_PROBLEM_:
This exercise calls for copying every line below that holds the word "sure".

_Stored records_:

# # # # #

PR #131, opened 2018-08-07
Read/Write strings with size prefixed

Brett208:
- Test using MapReader/Writer

Completed tests with both an x86 and x64 compilation of a modified OP2MapImager that allowed saving a new map. Map used in testing was Ashes.map. Was able to render the map properly, create a new map that was the same size as the original, and load the newly created map using Outpost 2.

### DIFF
--- a/src/Streams/StreamReader.h
+++ b/src/Streams/StreamReader.h
@@ -3,6 +3,7 @@
 #include <cstddef>
 #include <type_traits>
 #include <vector>
+#include <string>
 
 class StreamReader {
 protected:
@@ -38,5 +39,19 @@ public:
 	template<typename T, typename A>
 	inline void Read(std::vector<T, A>& vector) {
 		ReadImplementation(vector.data(), vector.size() * sizeof(T));
+	}
+
+	// std::string prefixed by the string's size. The type of integer representing the size must be provided. 
+	template<typename SizeType>
+	void Read(std::string& string) {
+		SizeType stringSize;
+		Read(stringSize);
+		if (stringSize < 0) {
+			throw std::runtime_error("String's size may not be a negative number");
+		}
+
+		string.clear();
+		string.resize(stringSize);
+		Read(&string[0], stringSize);
 	}
 };
--- a/src/Streams/StreamWriter.h
+++ b/src/Streams/StreamWriter.h
@@ -6,6 +6,7 @@
 #include <type_traits>
 #include <vector>
 #include <array>
+#include <string>
 
 class StreamWriter {
 protected:
@@ -34,6 +35,19 @@ public:
 	template<typename T, typename A>
 	inline void Write(const std::vector<T, A>& vector) {
 		WriteImplementation(vector.data(), vector.size() * sizeof(T));
+	}
+
+	// std::string prefixed by the string's size. The type of integer representing the size must be provided.
+	// Does not null terminate string unless null terminator is specifcally included in passed std::string. 
+	template<typename SizeType>
+	void Write(const std::string& string) {
+		auto stringSize = string.size();
+		if (stringSize > std::numeric_limits<SizeType>::max()) {
+			throw std::runtime_error("String's size is too large to write in provided size field");
+		}
+		auto typedSize = static_cast<SizeType>(stringSize);
+		Write(typedSize);
+		Write(string.data(), string.size());
 	}
 
 	// Copy a StreamReader to a StreamWriter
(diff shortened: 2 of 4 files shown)


Brett208:
I missed some header includes that MSVC was able to cope with missing but were needed on Linux, and really should have been included on MSVC as well. 

Not sure what to do about Travis CI not compiling for the current pull request.

src/Streams/StreamReader.h
```diff
@@ -39,4 +41,18 @@ class StreamReader {
 	inline void Read(std::vector<T, A>& vector) {
 		ReadImplementation(vector.data(), vector.size() * sizeof(T));
 	}
+
+	// std::string prefixed by the string's size. The type of integer representing the size must be provided. 
+	template<typename SizeType>
+	void Read(std::string& string) {
+		SizeType stringSize;
+		Read(stringSize);
+		if (stringSize < 0) {
```
DanRStevens: I wonder if there is a way to eliminate this check if `SizeType` is `unsigned`.

What if `SizeType` is greater than `std::size_t`, such as a `uint64_t` on a 32-bit build.

src/Streams/StreamWriter.h
```diff
@@ -36,6 +39,19 @@ class StreamWriter {
...
+	// Does not null terminate string unless null terminator is specifcally included in passed std::string. 
+	template<typename SizeType>
+	void Write(const std::string& string) {
+		auto stringSize = string.size();
+		if (stringSize > std::numeric_limits<SizeType>::max()) {
+			throw std::runtime_error("String's size is too large to write in provided size field");
+		}
+		auto typedSize = static_cast<SizeType>(stringSize);
+		Write(typedSize);
+		Write(string.data(), string.size());
```
DanRStevens: There is some inconsistency between the use of `string.data()` and `&string[0]` in this change set.

Additionally, it feels slightly weird to `Write(typedSize)`, and then write `string.size()` characters. I almost feel like the same variable should be used in both places. Though the datatype may feel more natural with the code as written.

Brett208: I prefer string.data(). However in StreamReader, I receive the error below when writing the line: 

```
Read(string.data(), stringSize);
```

Error C2664 'void StreamReader::Read(void *,size_t)': cannot convert argument 1 from 'const char *' to 'void *' OP2Utility c:\ . . . \op2mapimager\op2utility\src\streams\streamreader.h 56

So I was forced to write it there as &string[0]

Looking at this a little closer I'm not sure there is any reason to keep the line with the static_cast. It doesn't do anything. instead it could be written as:
```
Write(string.size());
Write(string.data(), string.size());
```
The variable typedSize and the static_cast can just be removed. After we check the numeric_limit, there isn't any reason to cast anything???

Thanks,
Brett

Brett208:
Good to know about TravisCI. I'll try that next time it fails. I had noticed that it wasn't pulling dependencies, but didn't realize that I could 'redo' the test.

Overall, I think I prefer overloading Read to more function names. It makes calling Read cleaner in the rest of the code. However, it requires close reading of the header file to understand the different options. Someone newer to the library might prefer more description in the function names. We could use a couple of user tests to see what someone new to the library does.

I'm generally happy with the code in this form besides the comment I made about removing the static_cast. It sounds like you would like to improve the safety checks, which I think is smart but don't really have any thoughts on how to accomplish. If you want to do so on this branch, I don't mind if you want to 'take the reigns'. If you want to mull over / research before making the changes, I would prefer just merging this branch and then opening a new one when the changes are ready.

Any branch open when the x64 branch is merged will likely have merge conflicts.

-Brett

src/Streams/StreamWriter.h
DanRStevens: Actually, there is reason for the cast, since the `Write` is dependent on the data size. If you got rid of the variable you would still need the cast to write the correct number of bytes. The following may work well:
```cpp
Write(static_cast<SizeType>(stringSize));
Write(string.data(), stringSize);
```

Depending on the compiler and compiler options, using `string.size()` everywhere may result in multiple calls to the `.size()` method. I suspect most compilers won't be smart enough to realize the value is constant and optimize the extra calls away and just use a cached temporary. Optimizing across calls is more difficult than within a method.

----

As for [`.data()`](https://en.cppreference.com/w/cpp/string/basic_string/data), keep in mind the signature was changed over different C++ versions. Before C++17, it was `const`, so inappropriate to pass to read methods (which write into the passed object). For ['operator[]`](https://en.cppreference.com/w/cpp/string/basic_string/operator_at) the constness matches the constness of the object itself. This naturally works where it's supposed to, and gives compilers errors where needed.

DanRStevens:
I'd be happy to merge as is and tackle the static checks later. I went and opened an issue for them.

Brett208:
Sounds good.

# # # # #

_RESULT BELOW_:
Not sure what to do about Travis CI not compiling for the current pull request.
Looking at this a little closer I'm not sure there is any reason to keep the line with the static_cast. It doesn't do anything. instead it could be written as:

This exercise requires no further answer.